Cosmos Dauda

Personal information
- Date of birth: 31 August 1993 (age 31)
- Place of birth: Accra, Ghana
- Height: 1.87 m (6 ft 2 in)
- Position(s): Striker

Senior career*
- Years: Team / Apps / (Gls)
- 2010–2014: Tudu Mighty Jets / 22 / (12)
- 2014–2015: Prestige FC / 14 / (6)
- 2016–2018: Hearts of Oak / 32 / (18)
- 2018–2019: Al-Faisaly / 5 / (2)
- 2019: Salam Zgharta / 2 / (0)
- 2020: Al-Rustaq FC / 8 / (6)
- 2020–2021: Al-Thoqbah / 8 / (1)
- 2021: Al-Rustaq FC / 2 / (1)
- 2021–: Oman Club / 0 / (0)

= Cosmos Dauda =

Ghanaian footballer

Cosmos Dauda (born 31 August 1993) is a Ghanaian professional footballer who plays as a striker for Oman Club in Oman Professional League.

==Club career==
In July 2018, Dauda signed with Al-Faisaly in Jordan on a two-year deal.
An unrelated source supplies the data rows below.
PR #6559, opened 2021-06-04
[bitnami/magento] Added HorizontalPodAutoscaler to Magento

### LINKED ISSUE #6551: [bitnami/magento], [bitnami/redis] Add HorizontalPodAutoscaler to chart

mahgo:
**Description of the change**
Added HorizontalPodAutoscaler to the Magento chart.

**Benefits**
 Being able to enable a HPA when using the chart.

**Possible drawbacks**

**Applicable issues**

  - fixes #6551

**Checklist** 


carrodher (changes requested):
Thanks for your contribution.
I just added a couple of commits:
 - Unifying the format of the resources in the values.yaml for the metric container
 - Updating the README table to reflect the changes in the format

Something I can't modify since the file is not part of the PR is the `deplyoment.yaml`; in this file the `resources:` call should be modify to use the new approach:
```diff
### Around line 249
           {{- if .Values.resources }}
-          resources: {{- include "common.tplvalues.render" (dict "value" .Values.resources "context" $) | nindent 12 }}
+          resources: {{- toYaml .Values.resources | nindent 12 }}
           {{- end }}

### Around line 278
-          resources: {{- include "common.tplvalues.render" (dict "value" .Values.metrics.resources "context" $) | nindent 12 }}
+          resources: {{- toYaml .Values.metrics.resources | nindent 12 }}
```

This is the format used by the volumePermission init container (see line 78) that is already using the new format:
```yaml
           {{- if .Values.volumePermissions.resources }}
           resources: {{- toYaml .Values.volumePermissions.resources | nindent 12 }}
           {{- end }}
```
```yaml
   ## Init containers' resource requests and limits
   ## ref: http://kubernetes.io/docs/user-guide/compute-resources/
   ##
   resources:
     ## We usually recommend not to specify default resources and to leave this as a conscious
     ## choice for the user. This also increases chances charts run on environments with little
     ## resources, such as Minikube. If you do want to specify resources, uncomment the following
     ## lines, adjust them as necessary, and remove the curly braces after 'resources:'.
     ##
     limits: {}
     ##   cpu: 100m
     ##   memory: 128Mi
     ##
     requests: {}
     ##   cpu: 100m
     ##   memory: 128Mi
     ##
```

Apart from that, I am suggesting you bump the chart version into a minor instead of a patch since those changes are a feature addition instead of bug fixing.

Thank you again for your contribution!

mahgo:
Hi @carrodher,

This is now updated.

carrodher (approved):
Thanks! Changes LGTM. I just launched the internal test & release process, see https://github.com/bitnami/charts/blob/master/CONTRIBUTING.md#pr-approval-and-release-process

PR #6564, opened 2021-06-04
[bitnami/elasticsearch] Correct default data.replicas in the documentation

yariksheptykin:
According to `values.yaml` the default value for `data.replicas` is `2` not `3`.

See: https://github.com/bitnami/charts/blob/master/bitnami/elasticsearch/values.yaml#L553


juan131 (approved):
Thanks for the fix! LGTM

PR #6575, opened 2021-06-04
[bitnami/grafana] Allow use of ingress without a hostname

jerryharrow:
**Description of the change**

Allow use of an ingress without a known hostname. It allows the hostname rule to be dropped by use of the "*" value in the chart. This value is not valid for a hostname input, so it does not introduce any incompatibly with prior behavior, or ambiguity.

**Benefits**

Allows use of an existing ingress without a known hostname associated.   In our use case the ingress has only an IP address no name, so there is no value that can be specified to enable it to match.   This allows to expose grafana on that nginx ingress.

**Possible drawbacks**

Would have been preferable to not have a default value for ingress.hostname and just omit the hostname rule if not supplied, but that would be an incompatible change if others are expecting "grafana.local" by default.
Using the value "*" as a sentinel value for this case seems acceptable as that value is not accepted by kubernetes so there is no ambiguity.

**Applicable issues**

  - n/a

**Additional information**

Same capability as provided to [bitnami/kibana] chart in https://github.com/bitnami/charts/pull/6460
Quoting a reference by @migruiz4  from that PR.

According to Kubernetes documentation (https://kubernetes.io/docs/reference/kubernetes-api/service-resources/ingress-v1/#IngressSpec):

- When rule.host is not specified, traffic will be routed based on rule.http.

`If the host is unspecified, the Ingress routes all traffic based on the specified IngressRuleValue.
`

- rule.host does not support using wildcard by itself.

`You cannot have a wildcard label by itself (e.g. Host == "*").
`
Although, even if Kubernetes support rules without specifying rule.host, it is possible that certain Ingress controllers don't support it. 

**Checklist** 

- [x ] Variables are documented in the README.md


juan131 (approved):
Thanks so much for the contribution @jerryharrow ! I'm already familiar with this contribution due to the work you did at Kibana and I don't see any downsides on support it.
LGTM

PR #6577, opened 2021-06-04
[bitnami/harbor]Add missing 'skipverify' s3 storage driver option

gnanderson:
* add to template
  * add to values.yaml (with ref to storage driver docs)
  * add to readme

**Description of the change**

Updates Harbor chart with missing s3 TLS skip verify storage option

**Benefits**

Our internal cluster runs Harbor and Minio in the same cluster, we currently use Kustomize post render on the chart to add `skipverify` and obviously this would avoid having to do that

**Possible drawbacks**

Someone might use this in production - I don't want to police that behaviour though ;)

**Checklist** 


bitnami/harbor/Chart.yaml
```diff
@@ -34,4 +34,4 @@ sources:
   - https://github.com/bitnami/bitnami-docker-harbor-registry
   - https://github.com/bitnami/bitnami-docker-harbor-registryctl
   - https://goharbor.io/
-version: 10.0.6
+version: 10.0.7
```
carrodher, line 37:
```suggestion
version: 10.1.0
```

carrodher (commented):
Thanks for your contribution! Changes LGTM, just a minor suggestion about the version; since it is a feature addition instead of a bug fix, I would bump the minor version instead of the patch one

gnanderson:
@carrodher thanks for the suggestion :+1:

carrodher (approved):
LGTM, thanks. I just launched the internal test & release process, if everything works as expected the PR should be automatically merged and the chart released in some hours.
[Here](https://docs.bitnami.com/kubernetes/faq/get-started/understand-charts-release-process/) you can find more info about this process.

In July 2019, Dauda signed with Lebanese side Salam Zgharta but due to political disturbance in the country, all foreigners had to leave Lebanon immediately. During the 2020 winter transfer window, Dauda moved to Omani team Al-Rustaq on a 5-month contract for the 2019–20 season.

On 17 October 2020, Dauda moved to Saudi Arabian side Al-Thoqbah.

On 29 January 2021, Dauda came back to Oman and signed with Al-Rustaq for remainder of the 2020–21 season of Oman.

In October 2021, Dauda signed with Oman Club for 2021–22 season.